ヨーロッパにおける極右の台頭と維新の位置

➀ヨーロッパ極右台頭の要因


 前項で示したような維新の政策を見ると、維新を日本の政治スペクトラムのどこに位置づけるのか、またよく言われるような右派ポピュリスト政党と考えるべきなのか、などなかなか一筋縄ではいかないことがわかる。分析の前提として、維新的な政治、政党の台頭は、決して日本に特有の現象ではなく、世界的に見られる問題であることを考慮に入れる必要がある。ヨーロッパにおける極右政党の台頭はその一つの例であるが、それ以外の諸国でも、権威主義的な政権の登場がアジア、ラテンアメリカ、アフリカで多く目撃されている。ヨーロッパ、北アメリカでも、一部の国で極右勢力が政権を掌握したり、政権を支えたりしている(トランプ政権もその一つ)。こうした世界的な流れを分析することなく、維新の「躍進」を含む日本の政治状況を理解することは難しいと思われる。
 ここでは、そのうち、ヨーロッパにおける極右の台頭について、その政治的位置をまず考えてみたい。ウォルデン・ベロー(フォーカス・オン・ザ・グローバルサウス元代表)は、2019年に出版された著書『反革命:極右の世界的台頭』(未邦訳)の中で、ヨーロッパ・アメリカにおける極右勢力の台頭について、次の4点を指摘している。
 「第一に、極右運動は、今日の『北』で最もダイナミックな政治勢力である。彼らは、スタイルはポピュリストであるが、その綱領的内容はポピュリストではない。厳密に言えばファシストではないが、彼らのレトリックと実践は、極端な二極化を抑制してきた自由民主主義の伝統的な実践の多くをむしばんでいる」。
 「第二に、こうした運動の成功の一因は、もともと独立左派が主張していた反グローバリゼーション・反新自由主義のアジェンダを奪い取ることができたことにある」。反グローバリゼーション運動は、自らの主張を極右に「横領」されてしまったのである。

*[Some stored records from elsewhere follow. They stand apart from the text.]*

PR #4031, opened 2023-01-16
Use upstream version of gin, and an inline fork of gin/binding

dnephin:
Edit: #4047 might be a better approach here. I'm not sure if it makes sense to do that first, or if we should do it this way first and take more time to figure out the new implementation.

## Summary

This PR replaces our use of `gin/binding` with `internal/gin-binding` , which is a reduced implementation based on the original, with support for `TextUnmarshal` (the change we had in our fork).  

Using a fork of a single package (instead of the entire framework) has a couple of advantages:
1. we can update `gin` using dependabot, like we do everything else. The only thing not updated is our one replacement package (which is now quite small, less than 200 lines of production code).
2. it reduces our dependency on `gin` overall. Once we've removed `gin.Context` the only remaining thing we'll need from `gin` is the router, which we can likely replace with something that doesn't require us to change how we define our routes. Our requirements for a router are pretty minimal.

The full set of changes from the original can be seen in this [diff](https://github.com/dnephin/gin-binding-tmp/compare/e095a67fe97fdcaff66fac3346be31b1dfb04662...compat-with-infra).

## Related Issues

https://github.com/infrahq/internal/issues/19


internal/server/routes.go
```diff
@@ -429,10 +429,6 @@ func readRequest(c *gin.Context, req interface{}) error {
 	return nil
 }
 
-func init() {
-	gin.DisableBindValidation()
```
dnephin, line 433: Our reduced implementation no longer calls validate, so we're able to remove this.

mxyng:
Closing for now

PR #4036, opened 2023-01-17
remove password policy from settings

mxyng:
## Summary

use a static password policy which satisfies NIST guidelines. for more complex password policies, the recommendation is to use an external identity provider


internal/server/models/settings.go
```diff
@@ -1,39 +1,9 @@
...
 
-import (
-	"github.com/infrahq/infra/api"
-)
-
 type Settings struct {
 	Model
 	OrganizationMember
 
 	PrivateJWK EncryptedAtRest
```
BruceMacD, line 7: Doesn't have to be part of this PR, but maybe with should move these settings to the organization entity.

BruceMacD (approved):

dnephin (approved):
Sorry for the conflicts. They should be easy to resolve, I think they are in deleted functions.

mxyng:
> Sorry for the conflicts. They should be easy to resolve, I think they are in deleted functions.

All good. Conflicts were minimal. The only part that tripped me up slightly was `getPublicJWK` getting renamed and moved.

internal/server/models/settings.go
mxyng: This will be done in #4045

PR #4038, opened 2023-01-17
Access control exist grants

hoyyeva:
## Summary
- add highlight to the new / existing grants
- when delete grants, if delete the whole page, it should redirect to the previous page until it is the first page 

## 🎥 
https://user-images.githubusercontent.com/63033505/213018738-c03f4a80-08fa-49d1-bb19-5d2db4cf49ae.mov


ui/pages/access-control/index.js
```diff
@@ -508,11 +508,25 @@ export default function AccessControl() {
   const [openCreateAccess, setOpenCreateAccess] = useState(false)
   const [openSelectedDeleteModal, setOpenSelectedDeleteModal] = useState(false)
   const [selectedDeleteIds, setSelectedDeleteIds] = useState([])
+  const [newCreatedGrants, setNewCreatedGrants] = useState([])
 
   useEffect(() => {
     setGrants(
       allGrants
         // ?.filter(g => g.resource !== 'infra')
```
BruceMacD, line 516:
```suggestion
```

ui/pages/access-control/index.js
```diff
@@ -525,7 +539,13 @@ export default function AccessControl() {
           return g
         })
     )
-  }, [allGrants])
+
+    if (allGrants?.length === 0 && totalCount === 0) {
+      page > 1
+        ? router.replace(`/access-control?p=${page - 1}`)
```
BruceMacD, line 545: Could we send them back to the `totalPages - 1` from the list response rather than going back one page? 

This seems like it could be weird if you bookmarked a page like `/access-control?p=50`, then deleted a bunch of grants. It seems like this would iteratively go back with a lot of redirecting.

hoyyeva: oh yeah, this is a very good point.

BruceMacD (approved):

jmorganca (approved):

PR #4039, opened 2023-01-17
Add API endpoint to support SSH group grants

### LINKED ISSUE #3761: Support granting SSH access with group membership

dnephin:
## Summary

Branched from #4087

Add API endpoint to return destination access. Use that new API endpoint from the SSH connector.

TODO:
* [ ] API endpoint test coverage

## Related Issues

Resolves #3761

### DIFF
--- a/api/client.go
+++ b/api/client.go
@@ -387,6 +387,13 @@ func (c Client) ListDestinations(ctx context.Context, req ListDestinationsReques
 	})
 }
 
+func (c Client) ListDestinationAccess(ctx context.Context, req ListDestinationAccessRequest) (*ListDestinationAccessResponse, error) {
+	path := fmt.Sprintf("/api/destinations/%s/user-access", req.Name)
+	return get[ListDestinationAccessResponse](ctx, c, path, Query{
+		"lastUpdateIndex": {strconv.FormatInt(req.LastUpdateIndex, 10)},
+	})
+}
+
 func (c Client) CreateDestination(ctx context.Context, req *CreateDestinationRequest) (*Destination, error) {
 	return post[Destination](ctx, c, "/api/destinations", req)
 }
--- a/api/destination.go
+++ b/api/destination.go
@@ -109,3 +109,20 @@ func validateDestinationName(value string) validate.StringRule {
 	}
 	return rule
 }
+
+type ListDestinationAccessRequest struct {
+	Name string `uri:"id"` // TODO: change to ID when grants stores destinationID
+	BlockingRequest
+}
+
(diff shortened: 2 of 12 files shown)


mxyng:
Closing for now

PR #4040, opened 2023-01-18
maintain: rename access key issued_for

### LINKED ISSUE #3830: Re-visit SCIM access keys with 'SCIM' Identity
Right now access keys are issued directly for providers.

We should look at moving to to 'Provider' identity pattern to match the connector.

BruceMacD:
- rename access key issued_for to issued_for_id and add issued_for_kind
- specifically check for scim access keys

## Summary
Update access key `IssuedFor` to `IssuedForID` and add `IssuedForKind`.

## Checklist

Resolves #3830

### DIFF
--- a/internal/server/access_keys_test.go
+++ b/internal/server/access_keys_test.go
@@ -23,22 +23,42 @@ import (
 func TestAPI_CreateAccessKey(t *testing.T) {
 	type testCase struct {
 		name     string
-		setup    func(t *testing.T) io.Reader
+		setup    func(t *testing.T) (io.Reader, string)
 		expected func(t *testing.T, response *httptest.ResponseRecorder)
 		headers  http.Header
 	}
 
-	srv := setupServer(t, withAdminUser)
+	srv := setupServer(t)
 	routes := srv.GenerateRoutes()
 
-	userResp := createUser(t, srv, routes, "usera@example.com")
+	admin := createAdmin(t, srv.DB())
+	adminKey := &models.AccessKey{
+		IssuedForID:   admin.ID,
+		IssuedForKind: models.IssuedForKindUser,
+		ExpiresAt:     time.Now().Add(1 * time.Hour),
+		Scopes:        []string{models.ScopeAllowCreateAccessKey},
+	}
+	adminAccessKey, err := data.CreateAccessKey(srv.DB(), adminKey)
+	assert.NilError(t, err)
+	connector, err := data.GetIdentity(srv.DB(), data.GetIdentityOptions{ByName: "connector"})
+	assert.NilError(t, err)
+	user := &models.Identity{Name: "usera@example.com"}
+	assert.NilError(t, data.CreateIdentity(srv.DB(), user))
+	userKey := &models.AccessKey{
+		IssuedForID:   user.ID,
+		IssuedForKind: models.IssuedForKindUser,
+		ExpiresAt:     time.Now().Add(1 * time.Hour),
+		Scopes:        []string{models.ScopeAllowCreateAccessKey},
+	}
+	userAccessKey, err := data.CreateAccessKey(srv.DB(), userKey)
+	assert.NilError(t, err)
 
 	run := func(t *testing.T, tc testCase) {
-		body := tc.setup(t)
+		body, key := tc.setup(t)
 
 		// nolint:noctx
 		req := httptest.NewRequest(http.MethodPost, "/api/access-keys", body)
-		req.Header.Set("Authorization", "Bearer "+adminAccessKey(srv))
+		req.Header.Set("Authorization", "Bearer "+key)
 		req.Header.Set("Infra-Version", apiVersionLatest)
 
 		for k := range tc.headers {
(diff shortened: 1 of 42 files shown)


internal/server/authn/key_exchange_test.go
```diff
@@ -13,10 +13,10 @@ import (
 )
 
 func TestKeyExchangeAuthentication(t *testing.T) {
-	db := setupDB(t)
+	db, tx := setupDB(t)
```
dnephin, line 16: Why does this test make use of both `db` and `tx` ? I see some calls use one and some use the other, but I don't think I understand why.

internal/server/data/access_key.go
```diff
@@ -94,18 +85,23 @@ func CreateAccessKey(db WriteTxn, accessKey *models.AccessKey) (body string, err
...
-		identityIssuedFor, err := GetIdentity(db, GetIdentityOptions{ByID: accessKey.IssuedFor})
+	if accessKey.IssuedForKind != models.AccessKeyForKindProvider {
+		identityIssuedFor, err := GetIdentity(db, GetIdentityOptions{ByID: accessKey.IssuedForID})
 		if err != nil {
 			return "", fmt.Errorf("key name from identity: %w", err)
 		}
 
-		accessKey.Name = fmt.Sprintf("%s-%s", identityIssuedFor.Name, accessKey.ID.String())
+		if identityIssuedFor.Name == models.InternalInfraConnectorIdentityName {
+			accessKey.IssuedForKind = models.AccessKeyForKindConnector
```
dnephin, line 95: Do we make use of this `KindConnector`, yet? Or could we introduce that if/when connector isn't an identity in the DB?

BruceMacD: Yeah it's not used at the moment. I see it as a way to get rid of the connector identity when we choose to do so, but it also felt incorrect to create the connector key as kind `user` in general. Im still open to doing this as a separate change though if you're worried about the lack of use.

dnephin: For me the question is more about if connector is the right `Kind` here. Maybe it should be `kind=organization` so that it's not specific to a connector. Any org admin would be able to manage `kind=organization`.

internal/server/access_keys_test.go
```diff
@@ -114,14 +137,169 @@ func TestAPI_CreateAccessKey(t *testing.T) {
 				assert.DeepEqual(t, respBody.FieldErrors, expected)
 			},
 		},
+		{
```
BruceMacD, line 140: this is the main new test coverage

internal/server/data/access_key.go
BruceMacD: Made this change to `kind=organization` for connector access keys.

internal/server/authn/key_exchange_test.go
BruceMacD: This was due to creating things within an org, then making a request (it would get different org IDs). It's fixed now though, so only the transaction is used.

api/client.go
```diff
@@ -19,7 +19,7 @@ import (
 	"github.com/infrahq/infra/uid"
 )
 
-var apiVersion = "0.18.1"
```
BruceMacD, line 22: Just validating, this is the correct way to update the CLI's API version?

mxyng: Yes but 0.20.1 is not a valid version

internal/server/models/access_key.go
```diff
@@ -13,20 +13,20 @@ var (
...
 	OrganizationMember
-	Name string
-	/* IssuedFor is either:
-	1. The ID of the user that this access key was created for.
-	2. The ID of a provider that is doing SCIM provisioning using this access key.
-	*/
-	IssuedFor     uid.ID
+	Name          string
+	IssuedForID   uid.ID
+	IssuedForKind string
```
mxyng, line 29: Is it necessary to use string for kind? It seems the things an access key can be issued for are finite and well known so an enum is likely sufficient

internal/server/data/migrations.go
```diff
@@ -1258,3 +1259,53 @@ func removeSettingsPasswordPolicy() *migrator.Migration {
...
+			stmt := `
+				ALTER TABLE access_keys RENAME COLUMN issued_for TO issued_for_id;
+				ALTER TABLE access_keys ADD COLUMN IF NOT EXISTS issued_for_kind text DEFAULT 'user';
+			`
+			if _, err := tx.Exec(stmt); err != nil {
+				return fmt.Errorf("add access key issued_for_kind and issued_for_id: %w", err)
+			}
+			if _, err := tx.Exec(`UPDATE access_keys SET issued_for_kind = 'provider' WHERE issued_for_id = provider_id;`); err != nil {
+				return fmt.Errorf("set access key issued_for_kind provider: %w", err)
+			}
```
mxyng, line 1282: These `tx.Exec()` can likely be aggregated into a single statement

internal/server/data/migrations.go
```diff
@@ -1258,3 +1259,53 @@ func removeSettingsPasswordPolicy() *migrator.Migration {
...
+			connectorIDs, err := scanRows(rows, func(id *uid.ID) []any {
+				return []any{id}
+			})
+			if err != nil {
+				return fmt.Errorf("read connector identity rows: %w", err)
+			}
+			if len(connectorIDs) > 0 {
+				query := querybuilder.New(`UPDATE access_keys`)
+				query.B(`SET issued_for_kind = 'organization'`)
```
mxyng, line 1297: Does this impact how connector keys are presented to the user?

internal/server/models/access_key.go
dnephin: I used an int for the `SubjectID `field in grants. It's a `smallint` database type, and in Go it's this: https://github.com/infrahq/infra/blob/af7a6e6cb3ef43fbe3fa22abfe12e33809c68ee5/internal/server/models/grant.go#L39-L50, which is basically a Go version of an enum.

Database enum types could also work, but I think end up being harder to update and change.

mxyng: That's what I had in mind. Not real enums since Go doesn't understand

mxyng:
Sorry about the merge conflicts. It should be relatively simple to resolve

internal/server/data/migrations.go
BruceMacD: At the moment it is still presented by "user=connector" and not changed, but in a future change we can set a filter based on "kind=organization" instead.

mxyng (approved):

PR #4041, opened 2023-01-18
Refactor AssignIdentityToGroups to use IDs

dnephin:
## Summary

In #4039 I need all the IDs of the groups so that we can use these IDs to send `pg_notify` notifications about changes to group membership, and to set the `update_index` of these groups.

This PR extracts a function to return a mapping of group name->ID, and uses that mapping to replace the sub-select in the "remove groups" operation, and the "does group exist" lookup in the "add groups" operation.

Extracted from #4039

### DIFF
--- a/internal/server/data/identity.go
+++ b/internal/server/data/identity.go
@@ -69,8 +69,8 @@ func AssignIdentityToGroups(tx WriteTxn, user *models.ProviderUser, newGroups []
 	}
 
 	newGroups = deduplicate(newGroups)
-
 	oldGroups := user.Groups
+
 	groupsToBeRemoved := diff(oldGroups, newGroups)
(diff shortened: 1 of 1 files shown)


internal/server/data/identity.go
```diff
@@ -144,6 +123,8 @@ func AssignIdentityToGroups(tx WriteTxn, user *models.ProviderUser, newGroups []
 				return nil, fmt.Errorf("create group: %w", err)
 			}
 			groupID = group.ID
+			// add to the map so we can use the IDs below
+			addIDs[name] = groupID
```
dnephin, line 127: This is not used until #4039, but I didn't want to lose it, so kept it in the same commit

BruceMacD (approved):
looks good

「対照的に、極右は、労働者階級に大衆的基盤を拡大するために、もともとの小ブルジョア的基盤の反税・反福祉国家の主張を抑えて、福祉国家を受け入れ、グローバリゼーションに反対することをいとわなかった」。
 「第三に、右派が成功したもう一つの重要な理由は、反EUの旗を掲げ、超国家的な侵略に対して国家主権を、テクノクラートによる独裁に対して民主主義を唱えたことである。中道左派も中道右派も、EUの民主主義的欠陥に大きな異議を唱えることができなかった。というのも、彼らはEUの主要なテクノクラート機関、すなわち欧州委員会と欧州中央銀行の設立に深く関わっていたからだ。この2つの機関は、たとえばギリシャが民主的国民投票によっておこなったように、緊縮政策を拒否した国々に独裁的に緊縮政策を強制しているとみなされた」。
 「第四に、極右が掲げた中心的な問題は、移民反対だった。ヨーロッパの支配エリートとアメリカのリベラル・エリートが共謀して、自国に非白人の移民をあふれさせ、多数派の社会から仕事や社会サービスを奪うと描いた彼らの物語に、労働者階級のかなりの部分が賛同した」。
 そして、極右運動は「自らの大衆的基盤である人々が感じているような多種多様な脅威に対する原理主義的かつ包括的な政治的反応」であり、その起源と原動力で最も重要なものは「人種的・民族的・文化的・宗教的な観点から、多数派のコミュニティが圧倒されてしまうのではないかという不安」であると指摘する。

②「ヨーロッパ極右と維新との共通点と違い」

 このウォルデン・ベローの指摘は、いくつかの点で維新にも共通するものである。「維新版ベーシックインカム」による社会保障制度の再構築、大阪を拠点とする「反中央政府」的な姿勢、議員歳費カットの主張に端的な既存権力の「特権」批判、「中堅サラリーマン層・自営上層の『勝ち組』的気分感情をポピュリスト的にあおる」という分断的発想などがそれである。また、「移民反対」についても、政策には外国人労働者問題が「書かれていない」という消極的な形でしか表現されていないが、維新は日本で働く外国人の問題にはきわめて「冷淡」な態度をとってきた。また、慰安婦像の設置をめぐって、大阪市とサンフランシスコ市との友好都市関係を解消したこと、少女像の展示を含む「表現の不自由展かんさい」への会場使用許可取り消しを主導したことなどで明らかなように、維新指導部の排外主義的姿勢は明らかである。そして、足立やすし議員がSNSや「活動報告書」の中で、社民党や大椿ゆうこ候補が「関生支部」を支持し、その支援を受けていることについて、口汚く誹謗中傷しているように、労働運動や社会運動への敵視も維新の特徴の一つである。
 このように考えると、移民問題が顕在化していない日本社会の状況(その中には、社会運動、労働運動の沈滞状況も含まれる)を反映して、その点ではヨーロッパ極右勢力とは一線を画しているように見えるが、実は大きな共通点を有していることがわかる。言い換えれば、維新の「躍進」を可能にした社会状況は、ヨーロッパと多くの共通点を持っているのである。この意味では、「右派ポピュリスト的スタイル」を持った政治勢力として定着する可能性があり、十分に警戒する必要があるとともに、大阪における反維新の運動のあり方や進め方を更新していく必要がある。